Dic 142011
 

Rafael Sambola Puig

Director y profesor del Master en Dirección Financiera de EADA

 

 

Probablemente en estas dos últimas semanas haya leído en la prensa la indignación mostrada por algunos inversionistas al haber comprado en su día participaciones  preferentes, y  cuyo importe difícilmente pueden recuperar en su totalidad a través de la venta en el mercado secundario.

Las participaciones preferentes son valores emitidos por una sociedad, pero que no otorgan a sus suscriptores parte de la propiedad y fue un producto de moda en los años 2008 y 2009 que llegó a alcanzar una recaudación total de casi 12,5 millones de Euros.

En cuanto a su naturaleza jurídica, las Participaciones Preferentes, forman parte de los fondos propios del emisor, aunque otorgan a sus titulares unos derechos que difieren de los correspondientes a las acciones ordinarias.

Se encuentran por tanto dentro de los denominados “híbridos financieros” al ser una vía de financiación a largo plazo y que, a efectos de prelación de créditos,  se sitúan por detrás de la deuda subordinada y deuda sénior, pero por delante de las acciones ordinarias (y cuotas participativas en el caso de las cajas de ahorros).  Sin embargo estarán al mismo nivel (pari passu)  con cualquier otra serie de participaciones emitidas o garantizadas por el emisor.
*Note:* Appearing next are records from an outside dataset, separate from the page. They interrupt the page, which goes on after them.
PR #16036, opened 2025-07-15
test: Add tests for public images APIs

markylaing:
These tests represent the current state of the images APIs from the perspective of an untrusted caller, or from a restricted or fine-grained TLS client with no projects/groups.

### DIFF
--- a/test/suites/image.sh
+++ b/test/suites/image.sh
@@ -1,5 +1,6 @@
 test_image_expiry() {
   local LXD2_DIR LXD2_ADDR
+  # shellcheck disable=2153
   LXD2_DIR=$(mktemp -d -p "${TEST_DIR}" XXX)
   spawn_lxd "${LXD2_DIR}" true
   LXD2_ADDR=$(cat "${LXD2_DIR}/lxd.addr")


test/suites/image.sh
```diff
@@ -199,3 +200,184 @@ test_image_refresh() {
...
+  query /1.0/images?project=default | jq -e '(.metadata | length) == 0 and .status_code == 200'
+  query /1.0/images?recursion=1 | jq -e '(.metadata | length) == 0 and .status_code == 200'
+  query /1.0/images?recursion=1\&project=default | jq -e '(.metadata | length) == 0 and .status_code == 200'
+
+  if [ -z "${CERT_NAME:-}" ]; then
+    # Untrusted callers see a generic 404 for project foo, or a 403 if using "all-projects".
+    query /1.0/images?project=foo | jq -e '.error == "Not Found" and .error_code == 404'
+    query /1.0/images?recursion=1\&project=foo | jq -e '.error == "Not Found" and .error_code == 404'
+    query /1.0/images?project=bar | jq -e '.error == "Not Found" and .error_code == 404'
+    query /1.0/images?recursion=1\&project=bar | jq -e '.error == "Not Found" and .error_code == 404'
```
tomponline, line 284: Can we use single quotes to avoid need to escape &?

tomponline (approved):

PR #16037, opened 2025-07-15
Auth: Use correct entity type when enriching storage pool access entitlements

### LINKED ISSUE #16033: Storage pool list ignores entitlements
### Please confirm

### Distribution

Ubuntu

### Distribution version

snap

```shell
latest/edge
```

```shell
-
```

### Issue description

The `GET /1.0/storage-pools?recursion=1&with-access-entitlements=can_edit,can_delete` request does not return any access information on the pools in the response.

When issuing `GET /1.0/storage-pools/lvm1?recursion=1&with-access-entitlements=can_edit,can_delete` on a pool that is also part of the list response, the `access_entitlements` field is filled.

Expectation is for the storage pool list endpoint to also include the `access_entitlements`.

### Steps to reproduce

1. Authenticate with a restricted TLS certificate and have server admin permissions.
2. Create a storage pool.
3. Fetch list of storage pools with entitlements.
4. See the entitlements missing from the api response.

### Information to attach

markylaing:
The `reportEntitlements` function accepts a `map[*api.URL]auth.EntitlementReporter`. 

If this map contains a single entry, then `(auth.Authorizer).CheckPermission` is called for each requested entitlement against the single URL. `CheckPermission` doesn't need an entity type because this can be derived from the given URL.

If the map contains multiple entries, then `(auth.Authorizer).GetPermissionChecker` is called for each requested entitlement, using the given `entity.Type`. This is done for efficiency.

In this case, the wrong entity type was passed into `reportEntitlements` and subsequently `GetPermissionChecker`. When the permission checker was called with storage pool URLs, it wasn't able to match this against any storage volume URLs that it held internally.

In fact, it was logging an error:
```
ERROR  [2025-07-15T12:17:00Z] Unexpected permission checker input URL       actual_entity_type=storage_pool driver=embedded-openfga entitlement=can_edit entity_type=storage_volume expected_entity_type=storage_volume protocol=oidc url=/1.0/storage-pools/foo username=test-user@example.com
```

This PR changes the entity type in the `reportEntitlements` call to `entity.StoragePool` so that entitlements are reported correctly when listing storage pools. Tests have been added to catch this case.

Closes #16033

### DIFF
--- a/lxd/storage_pools.go
+++ b/lxd/storage_pools.go
@@ -236,7 +236,7 @@ func storagePoolsGet(d *Daemon, r *http.Request) response.Response {
 	}
 
 	if len(withEntitlements) > 0 {
-		err = reportEntitlements(r.Context(), s.Authorizer, s.IdentityCache, entity.TypeStorageVolume, withEntitlements, urlToPool)
+		err = reportEntitlements(r.Context(), s.Authorizer, s.IdentityCache, entity.TypeStoragePool, withEntitlements, urlToPool)
 		if err != nil {
 			return response.SmartError(err)
 		}


tomponline:
Should that error scenario be changed from a log to an error response?

markylaing:
> Should that error scenario be changed from a log to an error response?

Potentially. That would require changing the `auth.PermissionChecker` signature. Often we're checking these things in a loop like:
```
for _, inst := range instances {
    if !canView(entity.InstanceURL(inst.Project, inst.Name)) {
        continue
    }
    
    /* ... */
}
```
so this would mean an error check on all of those calls. It's annoying but probably better then a silent failure and would be clearer to debug

markylaing:
> Should that error scenario be changed from a log to an error response?

Should this be a follow up? Or would you like me to address it now?

test/suites/auth.sh
```diff
@@ -1221,13 +1221,28 @@ entities_enrichment_with_entitlements() {
...
+
+  # Test multiple pools
+  lxc storage create foo dir
+  lxc auth group permission add test-group storage_pool foo can_edit
   all_storage_pools=$(lxc_remote query "oidc:/1.0/storage-pools?recursion=1&with-access-entitlements=can_edit,can_delete")
-  if ! jq -e -r --arg pool_name "$pool_name" '.[] | select(.name == $pool_name) | .access_entitlements | sort | @csv == "\"can_delete\",\"can_edit\""' <<< "$all_storage_pools";  then
-    echo "Second check failed (or pool not found)!" >&2
-    false
-  fi
+  jq -e -r --arg pool_name "$pool_name" '
```
tomponline: Please can you use long form flags where they exist, for documentation reasons.

Also can we have a comment explaining this complex command.

tomponline:
> > Should that error scenario be changed from a log to an error response?
> 
> Should this be a follow up? Or would you like me to address it now?

Can we include in this?

test/suites/auth.sh
markylaing: Gabriel added these checks a while ago and this is (almost) a copy/paste. It would be good to do a check of all of them as there was some unnecessary logic I removed.

markylaing:
@tomponline Before I refactor I just want to clarify.

The existing signature for the `PermissionChecker` is:
```go
type PermissionChecker func(entityURL *api.URL) bool
```
Which can only log errors, but has the advantage that it's usage is clean:
```go
if !checkAccess(myurl) {
    continue
}
```

Do you prefer:
```go
type PermissionChecker func(entityURL *api.URL) (bool, error)
```
with usage:
```go
hasAccess, err := checkAccess(myurl)
if err != nil {
} else if !hasAccess {
    continue
}
```

Or 
```go
type PermissionChecker func(entityURL *api.URL) error
```
with usage
```go
err := checkAccess(myurl)
if err != nil {
    if auth.IsDeniedError(err) {
        continue
    }

}
```

I am favouring the second option.

tomponline:
2nd option seems fine to me, both are clear though.

markylaing:
> 2nd option seems fine to me, both are clear though.

I've been working on this for a while now and it doesn't make sense. For these errors to be informative we need to surface the url that we failed to check permission with. We can't do that because we will likely expose URLs of entities that the caller can't view. For now I will leave it as an error log and we can reinvestigate in the future.

tomponline:
> For now I will leave it as an error log and we can reinvestigate in the future.

OK

markylaing:
This PR mainly now consists of improvements to the entitlement reporting tests.

test/suites/auth.sh
```diff
@@ -1199,6 +1199,23 @@ auth_ovn() {
...
+  # 5. Evaluates a conditional (asserting that the access entitlements are correct).
+  #
+  # When performing assertions on an array of responses, the "all" function is used (see https://jqlang.org/manual/#all).
+  # This function evaluates a conditional for all elements of an array, and returns true only if the conditional returns
+  # true for all elements. In all cases, this:
+  # 1. Calls "all".
+  # 2. Performs different assertions (steps 2-5 above) for each element in the array.
+  # 3. Has an "else" condition containing only "false". This asserts that we do not expect any extra array elements.
+  #
+  # Sometimes an --arg is passed into jq. This is to make bash variables referencable within jq.
```
simondeziel: `s/referencable/referenceable/` I think.

markylaing: Fixed.

test/suites/auth.sh
```diff
@@ -1446,12 +1508,10 @@ entities_enrichment_with_entitlements() {
...
   lxc auth group permission add test-group network_zone zone2 can_delete project=default
-  [ "$(lxc_remote query "oidc:/1.0/network-zones/zone1?project=default&with-access-entitlements=can_view,can_edit,can_delete" | jq -r '.access_entitlements | sort | @csv')" = '"can_view"' ]
-  [ "$(lxc_remote query "oidc:/1.0/network-zones/zone2?project=default&with-access-entitlements=can_view,can_edit,can_delete" | jq -r '.access_entitlements | sort | @csv')" = '"can_delete","can_edit","can_view"' ]
-  all_network_zones=$(lxc_remote query "oidc:/1.0/network-zones?project=default&recursion=1&with-access-entitlements=can_view,can_edit,can_delete")
-  if ! jq -e -r '
+  lxc_remote query "oidc:/1.0/network-zones/zone1?project=default&with-access-entitlements=can_view,can_edit,can_delete" | jq -e '.access_entitlements | sort | @csv == "\"can_view\""'
+  lxc_remote query "oidc:/1.0/network-zones/zone2?project=default&with-access-entitlements=can_view,can_edit,can_delete" | jq -e '.access_entitlements | sort | @csv == "can_delete","can_edit","can_view"'
+  lxc_remote query "oidc:/1.0/network-zones?project=default&recursion=1&with-access-entitlements=can_view,can_edit,can_delete" | jq -e -r '
```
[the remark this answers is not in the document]
markylaing: Fixed.

tomponline:
@markylaing ready for review?

markylaing:
Yep good to go :)

test/suites/auth.sh
tomponline, line 1: Great comment thanks!

tomponline (approved):
LGTM!

Issue #188, opened 2018-05-30
Encode the transaction before displaying the preview


Senyoret1:
Currently, when sending a transaction, the transaction is oncoded and sent to the server when the user presses the "Send" button on the preview page. However, the transaction should be encoded (but not sended) right after the user presses the "Verify" button in the send coins form, just before displaying the preview page, in order to capture any error returned by `CipherProvider` and let the user correct it directly in the form.

alexandermushinskiy:
The issue is implemented.

PR #199, opened 2018-05-30
#190: If the transaction fails, the preview is left in an invalid state

### LINKED ISSUE #190: If the transaction fails, the preview is left in an invalid state
On the transaction preview page, if the "Send" button is pressed and the operation fails, the "Back" button remains deactivated and the amount of coins in the outputs is left multiplied by 1000000. The "Back" button must be reactivated and the amount of coins shown must not be modified.

AndreiIarovoi:
Fixes #190 

Changes:
- setEnabled() method has been added to the ButtonComponent
- OnDestroy hook has been implemented by the SendVerifyComponent component to disable toaster notifications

Es importante diferenciarlas de las acciones preferentes, así como de las acciones ordinarias siendo sus características esenciales las que exponemos a continuación:

  1. Dividendos. Las participaciones preferentes conceden a sus titulares el derecho a percibir una retribución variable, pero sólo en el caso que existan beneficios. En el supuesto de tener pérdidas, los importes  pactados y no satisfechos, no se acumularán en años posteriores. Ésta es una de las diferencias importantes con las acciones preferentes. Aunque depende de la emisión, la retribución variable está indexada  normalmente al Euribor más un diferencial. También es posible que en los primeros años la retribución sea fija. Habitualmente  dicho pago suele realizarse por trimestres  naturales vencidos El cuadro 5 muestra una relación de emisiones preferentes con sus características de emisión.
  2. Emisión. Deben ser emitidas por una entidad de crédito o una entidad residente en España o en un territorio de la Unión Europea, que no tengan la condición de paraíso fiscal.
  3. Derechos políticos: Los titulares de participaciones preferentes carecen en términos generales de derechos políticos.
  4. Coeficiente de solvencia. Destacar que las participaciones preferentes han sido emitidas habitualmente  por entidades de crédito con el objetivo de mejorar su coeficiente de solvencia, concediéndoles  por tanto un margen operativo mayor,  gracias a la cobertura de este tipo de financiación.
  5. Amortización. Las participaciones preferentes tienen el carácter de perpetuas, es decir no tienen fecha de amortización, de ahí que su rentabilidad sea superior a la media de mercado. Sin embargo la sociedad tendrá el derecho de amortizarlas (y no la obligación) de forma voluntaria, en parte o en su totalidad, y en una determinada fecha establecida en los contratos de emisión. En el caso español normalmente son 5 ó 10 años.
  6. Cotización. No cotizan en el mercado continuo, pero sí lo hacen en  el mercado secundario organizado  (AIAF).

 

Es  en este último punto donde se genera la conflictividad de la inversión a pesar de las aclaraciones oportunas realizadas en su día por la CNMV (“se trata de un instrumento complejo y de riesgo elevado que puede generar rentabilidad, pero también pérdidas en el capital invertido”).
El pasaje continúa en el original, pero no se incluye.